Testing Notes
AGP and PCI Locking
Our first task was to answer the big questio: does the nforce 3 250 chipset lock both the AGP and PCI Bus? In short, the answer is yes.As described earlier the BIOS only enabled us to set the AGP bus speed, there was no mention of PCI. As the SATA RAID is now controlled by the chipset I was unsure whether it had any relationship to the PCI bus. I therefore needed to try and check the PCI bus speed using another method. Two tests came to mind. Firstly Gigabyte's Easytune4 software, a Windows-based application that enables changing front side bus speed, Vcore, DDR bus speed, AGP bus speed and PCI bus speed. Secondly we changed the graphics to an old Matrox PCI card which, from previous experience, hates any increase in bus speed. Once the system was booted with an increased front side bus speed, the Gigabyte software confirmed that both the AGP and PCI bus speeds were locked at 66MHz and 33MHz respectively. The PCI graphics card was also quite happy at all the front side bus speeds we tried, thus proving that the PCI bus is indeed locked.

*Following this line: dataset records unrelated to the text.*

PR #1349, opened 2025-03-03
Don't consider it an error if there is nothing to export

### LINKED ISSUE #1327: No new messages since `--after MESSAGE_ID` should be considered a warning and exit status should be zero
### Version

v2.44

### Flavor

CLI (Command-Line Interface)

### Platform

Docker / Linux

### Export format

JSON

### Steps to reproduce

1. `export --after MESSAGE_ID` for a channel that has no new messages since given ID
2. exit code is non-zero even though this isn't strictly an error condition

### Details

I am using the `--after` flag to do incremental scraping, passing the last message ID seen in previous runs to get only new messages since then.

The problem is that no new messages results in non-zero exit status, indistinguishable from other more serious errors without resorting to brittle parsing of console output.

A saner behavior would be to treat this as a warning instead of an error, and exit with zero status instead, so that external scripting of the CLI can be simple and reliable.

### Checklist

ldmosquera:
With `--before` or `--after`, if there are no new messages in the given period then an empty export file will be produced with a successful exit, rather than an error exit.

Closes #1327


ldmosquera:
Not tested; keeping as draft while I work out how to test this locally.

ldmosquera:
TODO:
- [x] successful exit code if no messages
- [ ] empty file is not written out as I assumed it would be; no file is created. Need to make it so file is created as discussed
- [ ] console output is currently iffy; need to figure out how to cleanly output errors

tags
```diff
@@ -0,0 +1,871 @@
+!_TAG_FILE_FORMAT	2	/extended format; --format=1 will not append ;" to lines/
```
Tyrrrz, line 1: Probably don't need to commit this

ldmosquera:
>  console output is currently iffy due to need for async; need to figure out how to cleanly output to STDERR

The issue is that `ExportChannelAsync` is meant to be headless and used indistinctly from CLI and GUI, and a console is not available in the latter. Plus, right now the execution for a channel is either flawless + silent, or aborted with an exception whose message is the error message to be shown. There is no support for it to succeed but also return warning messages to be shown.

@Tyrrrz any guidance on how to proceed?
- the cheap solution would be to optionally take an `IConsole` object when called from CLI and use that only from CLI (silently ignoring the situation in GUI)
- the correct solution would be to add generic support for somehow returning "warning messages", and then show them at the end of the run similarly to error messages from catched exceptions
- the non-solution would be to just be silent about this condition either way. IMHO this edge case doesn't warrant too much refactoring

Tyrrrz:
@ldmosquera I think the best way to go about it is to keep the exception throw, but introduce a more specific type `DiscordChatExporterException -> ChannelEmptyException`. Then handle that exception on CLI/GUI side to produce an error message without failing.

ldmosquera:
Good call; note that for consistency, I'm also handling an attempt to export an empty channel as a non-error.

I made the exception one conceptual level above "channel was empty" to "no messages exported", because otherwise we would be throwing it on no __new__ messages, which isn't strictly the same thing. This way it can be used for both an empty channel and for "no new messages in given period". These are now handled the same for consistency.

I only tested the CLI output, but the GUI change is very minimal.

Updated TODOs:
[x] successful exit code if no new messages
[ ] empty file is not written out as I assumed it would be; no file is created. Need to make it so file is created as discussed
[x] console output is currently iffy due to need for async; need to figure out how to cleanly output to STDERR
[ ] color is not applied in CLI STDERR output

DiscordChatExporter.Gui/ViewModels/Components/DashboardViewModel.cs
```diff
@@ -283,6 +283,12 @@ await Parallel.ForEachAsync(
 
                         Interlocked.Increment(ref successfulExportCount);
                     }
+                    catch (ChannelNotExportedException ex) {
+                        _snackbarManager.Notify(ex.Message.TrimEnd('.'));
+
+                        // FIXME: not exactly successful, but not a failure either. Not ideal to duplicate the line
+                        Interlocked.Increment(ref successfulExportCount);
```
ldmosquera, line 290: This could also be handled in line 284, thus not needing to duplicate the line, but then error handling would be spread around inside of at the obvious place. Neither is 100% clean.

DiscordChatExporter.Core/Exporting/MessageExporter.cs
```diff
@@ -30,6 +30,11 @@ private async ValueTask ResetWriterAsync(CancellationToken cancellationToken = d
         }
     }
 
+    // Unless explicitly called, file will be created before writing first message
+    public async ValueTask EnsureFileIsCreated(CancellationToken cancellationToken = default) {
+        await GetWriterAsync(cancellationToken);
+    }
```
ldmosquera, line 36: Might be more explicit than strictly needed, but it documents intended behavior.

DiscordChatExporter.Cli/Commands/Base/ExportCommandBase.cs
```diff
@@ -252,26 +256,33 @@ await console.Output.WriteLineAsync(
...
-            using (console.WithForegroundColor(ConsoleColor.Red))
+            var tuples = new List<(ConcurrentDictionary<Channel, string>, ConsoleColor, string)>
             {
-                await console.Error.WriteLineAsync(
-                    $"Failed to export {errorsByChannel.Count} the following channel(s):"
-                );
-            }
+                (errorsByChannel,   ConsoleColor.Red,    "Failed to export the following channels:"),
+                (warningsByChannel, ConsoleColor.Yellow, "No messages exported for the following channels:")
+            };
```
Tyrrrz, line 266: I'd rather split these into two similar code blocks instead (one for errors, one for warnings), for readability

DiscordChatExporter.Core/Exporting/ChannelExporter.cs
```diff
@@ -27,45 +27,35 @@ public async ValueTask ExportChannelAsync(
...
-                    + $"of guild '{request.Guild.Name}' "
-                    + $"does not contain any messages."
-            );
-        }
-
-        // Check if the 'after' boundary is valid
-        if (request.After is not null && !request.Channel.MayHaveMessagesAfter(request.After.Value))
-        {
-            throw new DiscordChatExporterException(
+            throw new ChannelNotExportedException(
```
Tyrrrz, line 41: Still sounds like `ChannelEmptyException` is an okay name, given that we're not throwing any other exception to discern between "fully empty" and "circumstantially empty"

DiscordChatExporter.Core/Exporting/MessageExporter.cs
```diff
@@ -30,6 +30,11 @@ private async ValueTask ResetWriterAsync(CancellationToken cancellationToken = d
         }
     }
 
+    // Unless explicitly called, file will be created before writing first message
+    public async ValueTask EnsureFileIsCreated(CancellationToken cancellationToken = default) {
```
Tyrrrz, line 34: It might be better to call this implicitly during disposal instead.

DiscordChatExporter.Core/Exporting/MessageExporter.cs
```diff
@@ -30,6 +30,11 @@ private async ValueTask ResetWriterAsync(CancellationToken cancellationToken = d
...
+        await GetWriterAsync(cancellationToken);
```
Tyrrrz, line 35: This would only result in a 0-byte file, right? I think the original intention was to create a fully structurally sound export, just with no messages.

Tyrrrz:
As for tests, I think you can add a case here: https://github.com/Tyrrrz/DiscordChatExporter/blob/master/DiscordChatExporter.Cli.Tests/Specs/DateRangeSpecs.cs

Where you run an export with ranges long in the past, and ensure that the export file exists but has no messages. Unfortunately, you can't run the tests locally due to their reliance on a bot token.

DiscordChatExporter.Core/Exporting/MessageExporter.cs
ldmosquera: No, `GetWriterAsync` causes `WritePreambleAsync` to be run, which means you get the expected boilerplate as you said. Test coming up which should clear it up.

Tyrrrz: Ah, cool

DiscordChatExporter.Core/Exporting/MessageExporter.cs
ldmosquera: Done in https://github.com/Tyrrrz/DiscordChatExporter/pull/1349/commits/27a7bdd8702e41ad95566a3b6797c3a52f74924a

ldmosquera:
Test added in https://github.com/Tyrrrz/DiscordChatExporter/pull/1349/commits/77c125f530f98df398211edfbd4153763e9fcff4

I haven't run it of course but it's very similar to others with only straightforward changes, and it all compiles at least.

DiscordChatExporter.Core/Exporting/MessageExporter.cs
```diff
@@ -70,7 +70,15 @@ public async ValueTask ExportMessageAsync(
         MessagesExported++;
     }
 
-    public async ValueTask DisposeAsync() => await ResetWriterAsync();
+    protected async ValueTask EnsureFileIsCreated(CancellationToken cancellationToken = default) {
+        // causes the file to be created whether there were messages written or not
+        await GetWriterAsync(cancellationToken);
+    }
```
Tyrrrz, line 76: It's better to inline this method (call `GetWriterAsync` directly) into `DisposeAsync`

DiscordChatExporter.Gui/ViewModels/Components/DashboardViewModel.cs
Tyrrrz: Can you explain what duplication you're referring to?

Tyrrrz (commented):
Nice. Let me know when it's out of draft.
There's also some formatting issues you can fix by running `dotnet build` in the repository root.

DiscordChatExporter.Core/Exporting/MessageExporter.cs
ldmosquera: The intention is more clear this way, but your call; done in https://github.com/Tyrrrz/DiscordChatExporter/pull/1349/commits/daff360ce4cf0cc7c6b9555559d0fe3da17cefe3

DiscordChatExporter.Gui/ViewModels/Components/DashboardViewModel.cs
ldmosquera: If you click into the diff link, you'll see the original line at 284 which I'm duplicating at 289. Slightly iffy but I can't find a cleaner way to express this logic.

ldmosquera:
PR is ready to go on my end; happy to resolve any other outstanding points though.

Tyrrrz:
There still seems to be one formatting error

ldmosquera:
Oops, that wasn't picked up by `dotnet format`. Fixed.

With the reassurance of a locked PCI bus, the next task was to set about seeing just what the AMD Athlon 64, coupled with the Nforce 3 250 chipset, can do. Overclocking is about taking things one step at a time and gradually building a picture of peak performance. I started by seeing just how far I could take the processor's driven clock, with the processor running at stock voltage. Then the fun really began as I ramped up the voltage and got ready to toast my toes on some hot heatsinks.